(Stored data entries)
==========

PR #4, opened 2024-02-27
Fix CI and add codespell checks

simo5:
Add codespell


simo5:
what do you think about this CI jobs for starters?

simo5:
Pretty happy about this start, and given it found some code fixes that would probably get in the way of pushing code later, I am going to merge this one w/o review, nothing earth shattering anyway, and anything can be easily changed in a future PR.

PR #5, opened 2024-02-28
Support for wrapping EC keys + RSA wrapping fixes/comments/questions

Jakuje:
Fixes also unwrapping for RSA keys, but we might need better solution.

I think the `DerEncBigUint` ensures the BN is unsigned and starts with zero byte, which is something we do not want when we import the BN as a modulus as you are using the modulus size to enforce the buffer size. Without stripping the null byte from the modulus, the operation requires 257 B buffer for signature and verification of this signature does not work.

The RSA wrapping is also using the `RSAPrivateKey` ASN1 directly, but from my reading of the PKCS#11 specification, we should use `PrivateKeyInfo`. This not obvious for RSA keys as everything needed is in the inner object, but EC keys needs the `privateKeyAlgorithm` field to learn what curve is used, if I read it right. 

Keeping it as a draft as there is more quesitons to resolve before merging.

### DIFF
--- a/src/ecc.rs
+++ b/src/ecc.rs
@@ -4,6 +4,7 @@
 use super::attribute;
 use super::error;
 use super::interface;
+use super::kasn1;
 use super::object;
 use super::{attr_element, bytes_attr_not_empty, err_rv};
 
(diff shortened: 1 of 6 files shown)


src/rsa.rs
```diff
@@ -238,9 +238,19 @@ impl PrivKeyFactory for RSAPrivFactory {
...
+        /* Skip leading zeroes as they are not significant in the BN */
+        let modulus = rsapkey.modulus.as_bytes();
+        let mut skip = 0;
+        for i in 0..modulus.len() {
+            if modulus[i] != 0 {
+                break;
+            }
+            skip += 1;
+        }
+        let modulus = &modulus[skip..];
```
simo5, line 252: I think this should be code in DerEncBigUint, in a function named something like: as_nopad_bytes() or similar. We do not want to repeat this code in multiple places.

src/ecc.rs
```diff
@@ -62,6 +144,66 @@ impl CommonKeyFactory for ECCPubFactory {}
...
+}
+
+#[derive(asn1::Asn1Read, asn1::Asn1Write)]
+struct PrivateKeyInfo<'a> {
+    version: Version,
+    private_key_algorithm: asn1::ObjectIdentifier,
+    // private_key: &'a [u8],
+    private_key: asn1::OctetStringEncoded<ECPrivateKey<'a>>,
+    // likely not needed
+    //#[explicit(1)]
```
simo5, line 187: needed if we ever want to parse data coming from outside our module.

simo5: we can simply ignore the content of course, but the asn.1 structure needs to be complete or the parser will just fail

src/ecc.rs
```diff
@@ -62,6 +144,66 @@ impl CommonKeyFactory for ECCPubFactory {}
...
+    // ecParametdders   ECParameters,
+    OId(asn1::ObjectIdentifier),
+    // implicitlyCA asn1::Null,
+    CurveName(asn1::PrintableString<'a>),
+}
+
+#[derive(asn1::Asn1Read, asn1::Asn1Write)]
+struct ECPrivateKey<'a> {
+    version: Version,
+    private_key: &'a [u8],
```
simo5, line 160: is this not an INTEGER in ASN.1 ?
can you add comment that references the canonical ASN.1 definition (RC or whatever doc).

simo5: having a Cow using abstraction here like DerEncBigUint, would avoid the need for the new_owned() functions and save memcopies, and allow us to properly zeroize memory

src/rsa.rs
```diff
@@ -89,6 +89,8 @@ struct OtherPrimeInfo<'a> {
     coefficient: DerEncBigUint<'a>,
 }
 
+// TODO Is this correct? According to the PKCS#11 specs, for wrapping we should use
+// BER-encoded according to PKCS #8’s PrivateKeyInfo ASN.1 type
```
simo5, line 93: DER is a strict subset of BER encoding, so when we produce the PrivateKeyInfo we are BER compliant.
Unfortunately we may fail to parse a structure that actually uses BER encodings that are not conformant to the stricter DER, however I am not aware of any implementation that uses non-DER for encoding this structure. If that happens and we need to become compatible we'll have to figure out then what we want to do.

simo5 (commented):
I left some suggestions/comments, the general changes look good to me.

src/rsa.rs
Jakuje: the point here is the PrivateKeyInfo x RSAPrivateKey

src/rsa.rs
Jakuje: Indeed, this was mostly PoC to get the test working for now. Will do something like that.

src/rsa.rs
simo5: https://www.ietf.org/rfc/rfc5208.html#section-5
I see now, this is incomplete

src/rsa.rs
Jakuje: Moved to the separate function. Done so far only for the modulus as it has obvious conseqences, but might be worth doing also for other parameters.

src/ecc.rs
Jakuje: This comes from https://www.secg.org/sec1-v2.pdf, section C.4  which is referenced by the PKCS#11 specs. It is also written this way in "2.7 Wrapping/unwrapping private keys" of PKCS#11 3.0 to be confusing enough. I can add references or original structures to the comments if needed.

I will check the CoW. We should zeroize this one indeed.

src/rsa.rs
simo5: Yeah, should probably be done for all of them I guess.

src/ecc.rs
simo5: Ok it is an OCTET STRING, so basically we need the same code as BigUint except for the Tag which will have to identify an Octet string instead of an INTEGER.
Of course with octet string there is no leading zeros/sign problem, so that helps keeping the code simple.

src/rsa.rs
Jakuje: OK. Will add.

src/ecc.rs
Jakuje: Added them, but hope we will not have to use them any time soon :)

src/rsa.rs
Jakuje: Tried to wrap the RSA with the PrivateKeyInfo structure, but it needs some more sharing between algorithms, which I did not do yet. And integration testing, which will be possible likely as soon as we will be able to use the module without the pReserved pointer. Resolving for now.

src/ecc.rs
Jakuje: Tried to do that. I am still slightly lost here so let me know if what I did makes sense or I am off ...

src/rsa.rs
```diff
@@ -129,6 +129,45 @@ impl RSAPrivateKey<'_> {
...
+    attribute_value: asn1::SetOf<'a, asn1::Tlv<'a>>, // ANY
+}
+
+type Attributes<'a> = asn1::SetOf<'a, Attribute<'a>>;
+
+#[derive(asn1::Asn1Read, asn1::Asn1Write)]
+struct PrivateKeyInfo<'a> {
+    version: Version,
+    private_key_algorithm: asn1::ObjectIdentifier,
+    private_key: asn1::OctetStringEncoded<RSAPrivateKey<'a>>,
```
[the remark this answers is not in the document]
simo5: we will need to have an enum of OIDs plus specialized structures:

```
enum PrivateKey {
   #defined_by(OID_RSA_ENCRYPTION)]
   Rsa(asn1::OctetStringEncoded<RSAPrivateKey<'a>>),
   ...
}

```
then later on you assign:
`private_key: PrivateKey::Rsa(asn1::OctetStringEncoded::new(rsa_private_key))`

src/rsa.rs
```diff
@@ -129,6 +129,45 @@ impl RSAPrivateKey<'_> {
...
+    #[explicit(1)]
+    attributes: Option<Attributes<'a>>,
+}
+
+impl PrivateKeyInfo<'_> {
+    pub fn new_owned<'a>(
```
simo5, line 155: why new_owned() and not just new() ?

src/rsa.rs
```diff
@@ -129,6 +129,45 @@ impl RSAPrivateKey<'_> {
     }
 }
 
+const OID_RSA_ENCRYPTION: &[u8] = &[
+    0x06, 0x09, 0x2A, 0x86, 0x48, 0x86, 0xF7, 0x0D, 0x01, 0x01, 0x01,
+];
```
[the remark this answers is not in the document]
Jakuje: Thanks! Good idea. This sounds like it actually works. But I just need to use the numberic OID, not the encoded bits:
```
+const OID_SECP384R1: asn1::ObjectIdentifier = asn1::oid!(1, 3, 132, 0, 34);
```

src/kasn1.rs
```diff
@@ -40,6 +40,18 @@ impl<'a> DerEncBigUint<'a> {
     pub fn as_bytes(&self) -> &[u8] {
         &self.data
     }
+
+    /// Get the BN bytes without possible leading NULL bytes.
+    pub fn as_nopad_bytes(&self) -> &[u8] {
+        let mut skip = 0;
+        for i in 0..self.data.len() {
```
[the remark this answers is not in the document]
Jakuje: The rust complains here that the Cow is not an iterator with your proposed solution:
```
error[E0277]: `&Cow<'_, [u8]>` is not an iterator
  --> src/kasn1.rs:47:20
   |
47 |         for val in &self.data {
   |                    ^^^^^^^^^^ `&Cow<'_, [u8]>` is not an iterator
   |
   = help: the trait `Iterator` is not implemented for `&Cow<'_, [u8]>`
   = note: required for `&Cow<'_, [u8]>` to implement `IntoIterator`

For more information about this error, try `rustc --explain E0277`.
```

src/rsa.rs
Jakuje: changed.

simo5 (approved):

==========

### What the task asks
Begin with the first line of the records and reproduce each line as is, ending with the line that holds "PR #5, opened 2024-02-28".

### Solution to this problem
PR #4, opened 2024-02-27
Fix CI and add codespell checks

simo5:
Add codespell


simo5:
what do you think about this CI jobs for starters?

simo5:
Pretty happy about this start, and given it found some code fixes that would probably get in the way of pushing code later, I am going to merge this one w/o review, nothing earth shattering anyway, and anything can be easily changed in a future PR.

PR #5, opened 2024-02-28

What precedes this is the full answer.